> **HOW TO COMPLETE THIS TASK**
Reproduce the entries below exactly, but only from the line containing "--- a/db/schema.rb" to the line containing "agrare: @bdunne I", inclusive.

Stored items
··········
PR #42, opened 2018-11-02
Add SSL Security Details to Endpoints

agrare:
Add SSL information to endpoints useful for client connections

### DIFF
--- a/db/migrate/20181102141329_add_ssl_options_to_endpoints.rb
+++ b/db/migrate/20181102141329_add_ssl_options_to_endpoints.rb
@@ -1,0 +1,6 @@
+class AddSslOptionsToEndpoints < ActiveRecord::Migration[5.1]
+  def change
+    add_column :endpoints, :verify_ssl,            :boolean
+    add_column :endpoints, :certificate_authority, :text
+  end
+end
--- a/db/schema.rb
+++ b/db/schema.rb
@@ -130,6 +130,8 @@ ActiveRecord::Schema.define(version: 20181102145252) do
     t.string "host"
     t.string "path"
     t.bigint "tenant_id", null: false
+    t.boolean "verify_ssl"
+    t.text "certificate_authority"
     t.index ["source_id"], name: "index_endpoints_on_source_id"
   end
 


db/migrate/20181102141329_add_ssl_options_to_endpoints.rb
```diff
@@ -0,0 +1,7 @@
+class AddSslOptionsToEndpoints < ActiveRecord::Migration[5.1]
+  def change
+    add_column :endpoints, :verify_ssl,            :integer
+    add_column :endpoints, :security_protocol,     :string
```
agrare: @bdunne I added this here but I think scheme, verify_ssl, and certificate_authority cover what we need.  I think security_protocol in MIQ is the equivalent of scheme here, just instead of ssl/non-ssl we have http/https.  Think we need both?

bdunne: I think we should choose `verify_ssl` or `security_protocol`.
Do we need anything other than these:
```ruby
OpenSSL::SSL::VERIFY == :verify_ssl => true,
OpenSSL::SSL::VERIFY_NONE == :verify_ssl => false,
OpenSSL::SSL::VERIFY_PEER == :verify_ssl => true with :certificate_authority,
```

agrare: Nope that should be enough.  I agree I'll stick with just verify_ssl and certificate authority

agrare: Done

db/migrate/20181102141329_add_ssl_options_to_endpoints.rb
```diff
@@ -0,0 +1,6 @@
+class AddSslOptionsToEndpoints < ActiveRecord::Migration[5.1]
+  def change
+    add_column :endpoints, :verify_ssl,            :integer
```
bdunne: Should this be a boolean?

agrare: Oh hm, that adds more logic on the provider to have to check if cert_authority is set because before you could pass verify_ssl in to the native client but I guess it makes it easier on the API

PR #46, opened 2018-11-08
Allow saving of regions and subscriptions

Ladas:


Ladas:
@agrare ping

db/migrate/20181108113645_add_tenant_id_to_regions_and_subscriptions.rb
```diff
@@ -0,0 +1,6 @@
+class AddTenantIdToRegionsAndSubscriptions < ActiveRecord::Migration[5.1]
+  def change
+    add_reference :source_regions, :tenant, :type => :bigint, :index => true, :foreign_key => {:on_delete => :cascade}
+    add_reference :subscriptions, :tenant, :type => :bigint, :index => true, :foreign_key => {:on_delete => :cascade}
```
agrare: These should be `:null => false`

Ladas: right

app/models/source_region.rb
```diff
@@ -0,0 +1,7 @@
+require "archived_concern"
+
+class SourceRegion < ApplicationRecord
+  include ArchivedConcern
+
+  belongs_to :source
```
agrare: These should belong to `:tenant` and `Tenant` should have many regions and subscriptions

agrare:
Just the one thing then LGTM

app/models/source_region.rb
Ladas: done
··········
> **EXERCISE ANSWER**
--- a/db/schema.rb
+++ b/db/schema.rb
@@ -130,6 +130,8 @@ ActiveRecord::Schema.define(version: 20181102145252) do
     t.string "host"
     t.string "path"
     t.bigint "tenant_id", null: false
+    t.boolean "verify_ssl"
+    t.text "certificate_authority"
     t.index ["source_id"], name: "index_endpoints_on_source_id"
   end
 


db/migrate/20181102141329_add_ssl_options_to_endpoints.rb
```diff
@@ -0,0 +1,7 @@
+class AddSslOptionsToEndpoints < ActiveRecord::Migration[5.1]
+  def change
+    add_column :endpoints, :verify_ssl,            :integer
+    add_column :endpoints, :security_protocol,     :string
```
agrare: @bdunne I added this here but I think scheme, verify_ssl, and certificate_authority cover what we need.  I think security_protocol in MIQ is the equivalent of scheme here, just instead of ssl/non-ssl we have http/https.  Think we need both?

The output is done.